The key difference between a normal utilitarian and a Leninist: When a normal utilitarian concludes that mass murder would maximize social utility, he checks his work! He goes over his calculations with a fine-tooth comb, hoping to discover a way to implement beneficial policy changes without horrific atrocities. The Leninist, in contrast, reasons backwards from the atrocities that emotionally inspire him to the utilitarian argument that morally justifies his atrocities.
If this seems woefully uncharitable, compare the amount of time a proto-Leninist like Raskolnikov spends lovingly reviewing the mere conceivability of morally justified bloodbaths to the amount of time he spends (a) empirically evaluating the effects of policies or (b) searching for less brutal ways to implement whatever policies he wants. These ratios are typical for the entire Russian radical tradition; it’s what they imagined to be “profound.” When men like this gained power in Russia, they did precisely what you’d expect: treat mass murder like a panacea. This is the banality of Leninism.
As I have noted, when you’ve repeatedly emphasised “shut up and multiply”, tacking “btw don’t do anything weird” on the end strikes me as susceptible to your readers not heeding it, particularly when they really need to. If arithmetical utilitarianism works so well, it would work in weird territory.
Caplan does have a cultural point on the Soviet Union example. OTOH, it does seem a bit “no true utilitarian”.
If arithmetical utilitarianism works so well, it would work in weird territory.
Note the bank robbery thread below. Someone claims that “the utilitarian math” shows that robbing banks and donating to charity would have the best consequences. But they don’t do any math or look up basic statistics to do a Fermi calculation. A few minutes of effort shows that bank robbery actually pays much worse than working as a bank teller over the course of a career (including jail time, etc).
In Giving What We Can there are several people who donate half their income (or all income above a Western middle class standard of living) to highly efficient charities helping people in the developing world. They expect to donate millions of dollars over their careers, and to have large effects on others through their examples and reputations, both as individuals and via their impact on organizations like Giving What We Can. They do try to actually work things out, and basic calculations easily show that running around stealing organs or robbing banks would have terrible consequences, thanks to strong empirical regularities:
Crime mostly doesn’t pay. Bank robbers, drug dealers, and the like make less than legitimate careers. They also spend a big chunk of time imprisoned, and ruin their employability for the future. Very talented people who might do better than the average criminal can instead go to Wall Street or Silicon Valley and make far more.
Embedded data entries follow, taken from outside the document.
PR #2224, opened 2026-07-13
feat (UI): improve UX by grouping tool calls in the chat

peterj:
Group the tool calls in the chat for better readability of the chat. The expanded view is the same as what we currently have, the new part is the grouping of the tool calls.

image


dimetron:
@peterj - What about subagent Tool Call and MCP App calls? Should we separated those ??

peterj:
i’ll check the sub agents - the mcp app calls are rendered outside of the
group

EItanya (approved):

PR #2229, opened 2026-07-13
fix: render solid rule borders in disabled-SSL warning banner

anxkhn:
## What

When SSL verification is disabled, `create_ssl_context` (in
`python/packages/kagent-adk/src/kagent/adk/models/_ssl.py`) logs a warning banner
that is meant to be framed by three 60-character rules of `=`. Because of an
operator-precedence issue those rules render as a jagged column of single `=`
signs instead of solid lines. This makes a security-relevant warning look
malformed in the logs. This PR fixes the borders and adds a regression test.

## Why it happens

Each rule is written as a string literal immediately followed by `"=" * 60`, for
example:

```python
logger.warning(
    "\n"
    "=" * 60 + "\n"
    ...
)
```

Python applies implicit string-literal concatenation *before* the `*` repetition,
so `"\n" "=" * 60` parses as `("\n=") * 60`, i.e. sixty `\n=` pairs, rather than a
newline followed by a 60-character rule. All three rules in the banner (top,
separator, and bottom) are affected, so the logged warning looks like this:

```
=
=
=
... (60 rows)
⚠️  SSL VERIFICATION DISABLED ⚠️
=
=
... (60 rows)
```

## The fix

Add an explicit `+` before each `"=" * 60` so the repetition applies to `"="`
alone. All three borders now render as solid 60-character rules:

```
============================================================
⚠️  SSL VERIFICATION DISABLED ⚠️
============================================================
SSL certificate verification is disabled.
This should ONLY be used in development/testing.
Production deployments MUST use proper certificates.
============================================================
```

The change is limited to the string framing; no logging behavior, return value,
or TLS logic changes.

## Testing

Added `test_ssl_context_disabled_warning_banner_borders`, which captures the
warning via `caplog` and asserts the banner contains exactly three solid
60-character `=` rules and no stray single-`=` rows. It fails on the current code
and passes with the fix.

```
cd python
uv run pytest packages/kagent-adk/tests/unittests/models/test_ssl.py -q
# 7 passed
```

`ruff check` and `ruff format --diff` are clean on both changed files.


peterj:
makes sense, but we probably don't really need a unit test for this

peterj (approved):

anxkhn:
Hey @peterj can you have a look at it again?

Enormous amounts of good can be done through a normal legitimate career. Committing violent crime, or other hated acts close off such opportunities very rapidly.
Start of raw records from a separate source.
PR #3783, opened 2019-04-17
fix svgTextUtils for FF: use child element instead of SVG to getSize()

### LINKED ISSUE #2616: mathjax doesn't render for firefox
image

originally reported in https://github.com/plotly/streambed/issues/2674, reported again in https://github.com/plotly/dash-core-components/pull/194

antoinerg:
Closes #2616 

The fix was tested in `Mozilla Firefox 62.0.3` in Linux. I try to fix the following misbehaving routine in FF:
https://github.com/plotly/plotly.js/blob/fe842c4cc7fa38fa8fb77b36a4010d7722cbe7b0/src/lib/svg_text_utils.js#L22-L24
However, after inspecting the DOM in Firefox, it turns out that it sets the size of the embedded `svg.gtitle-math` elements to a very large value. However, it sizes properly its first and only child element. We use this one instead when calling `getSize()`.

Codepen before: https://codepen.io/antoinerg/pen/oOEaPz
Codepen after: https://codepen.io/antoinerg/pen/ZZrqmd

Before:
newplot(1)
After:
newplot(2)

### DIFF
--- a/src/lib/svg_text_utils.js
+++ b/src/lib/svg_text_utils.js
@@ -114,10 +114,11 @@ exports.convertToTspans = function(_context, gd, _callback) {
                 .style({overflow: 'visible', 'pointer-events': 'none'});
 
                 var fill = _context.node().style.fill || 'black';
-                newSvg.select('g').attr({fill: fill, stroke: fill});
+                var g = newSvg.select('g');
+                g.attr({fill: fill, stroke: fill});
 
-                var newSvgW = getSize(newSvg, 'width');
-                var newSvgH = getSize(newSvg, 'height');
+                var newSvgW = getSize(g, 'width');
+                var newSvgH = getSize(g, 'height');
                 var newX = +_context.attr('x') - newSvgW *
                     {start: 0, middle: 0.5, end: 1}[_context.attr('text-anchor') || 'start'];
                 // font baseline is about 1/4 fontSize below centerline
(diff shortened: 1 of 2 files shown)


etpinard:
Brilliant fix! 

Wanna try to :lock: this down in a test?

Good news: `npm run test-jasmine -- --bundleTest=mathjax --FF` appears to fail on `master`. (1) Wanna make sure it passed off your branch? Once (1) is done, simply adding one more task (corresponding to `npm run test-jasmine -- --bundleTest=mathjax --FF` in [`test_bundle.js`](https://github.com/plotly/plotly.js/blob/master/tasks/test_bundle.js) should be good enough.

antoinerg:
> Good news: `npm run test-jasmine -- --bundleTest=mathjax --FF` appears to fail on `master`. (1) Wanna make sure it passed off your branch?

It works on branch `fix-2616`!

> Once (1) is done, simply adding one more task (corresponding to `npm run test-jasmine -- --bundleTest=mathjax --FF` in [`test_bundle.js`](https://github.com/plotly/plotly.js/blob/master/tasks/test_bundle.js) should be good enough.

I added a test in `test_bundle.js` for MathJax in Firefox in b1177a6. It gets executed on CircleCI as the last step:
Screenshot_2019-04-17_15-13-06

etpinard:
One of my favourite bug fixes of the year so far.

:dancer: :dancer: :dancer:

jonmmease:
Awesome!!! :tada:
This one has annoyed me ever since I got things working again in chrome last year.  Thanks for digging in!

etpinard:
To be released in tomorrow morning's `v1.47.3`

PR #3788, opened 2019-04-17
Waterfall connector.line.color coerce and default fixup

### LINKED ISSUE #3784: Waterfall connector.line.color not in _fullData
The reason there's no connector-line-color widget appearing in the RCE is that that attr isn't getting coerced (or something!) and hence not appearing in `_fullData`:

image

archmoj:
Fixes #3784 thanks to https://github.com/plotly/plotly.js/issues/3784#issuecomment-484237834.

@plotly/plotly_js 
cc: @nicolaskruchten


etpinard:
Nice. Do you have an idea why we need to update the baselines?

archmoj:
To avoid updating the baseline we may default to `#000` instead of `#444`.

etpinard:
Ha. Good to know! I prefer `#444`, but maybe someone with better eyesight would consider this a breaking change :thinking:

alexcjohnson:
`#000` should be considered a bug, it should match everything else.

etpinard:
Nicely done @archmoj :dancer:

Really dedicated do-gooders hope to have most of their influence through example, encouraging others to do good. Becoming a hated criminal, and associating their ethical views with such, should be expected to have huge negative effects by staunching the flow of do-gooders to exploit the vast legitimate opportunities to help people.
If some criminal scheme looks easy and low-risk, consider that law enforcement uses many techniques which are not made public, and are very hard for a lone individual to learn. There are honey-pots, confederates, and so forth. In the market for nuclear materials, most of the buyers and sellers are law enforcement agents trying to capture any real criminal participants. In North America terrorist cells are now regularly infiltrated long before they act, with government informants insinuated into the cell, phone and internet activities monitored, etc.
It is hard to keep a crime secret over time. People feel terrible guilt, and often are caught after they confess to others. In the medium term there is some chance of more effective neuroscience-based lie detectors, which goes still higher long-term.
The broader society, over time, could punish utilitarian villainy by reducing its support for the things utilitarians seek as they are associated with villains, or even by producing utilitarian evils. If animal rights terrorists tried to kill off humanity, it might lead to angry people eating more meat or creating anti-utilitronium (by the terrorists’ standards, not so much the broader society, focused on animals, say) in anger. The 9/11 attacks were not good for Osama bin Laden’s ambitions of ruling Saudi Arabia.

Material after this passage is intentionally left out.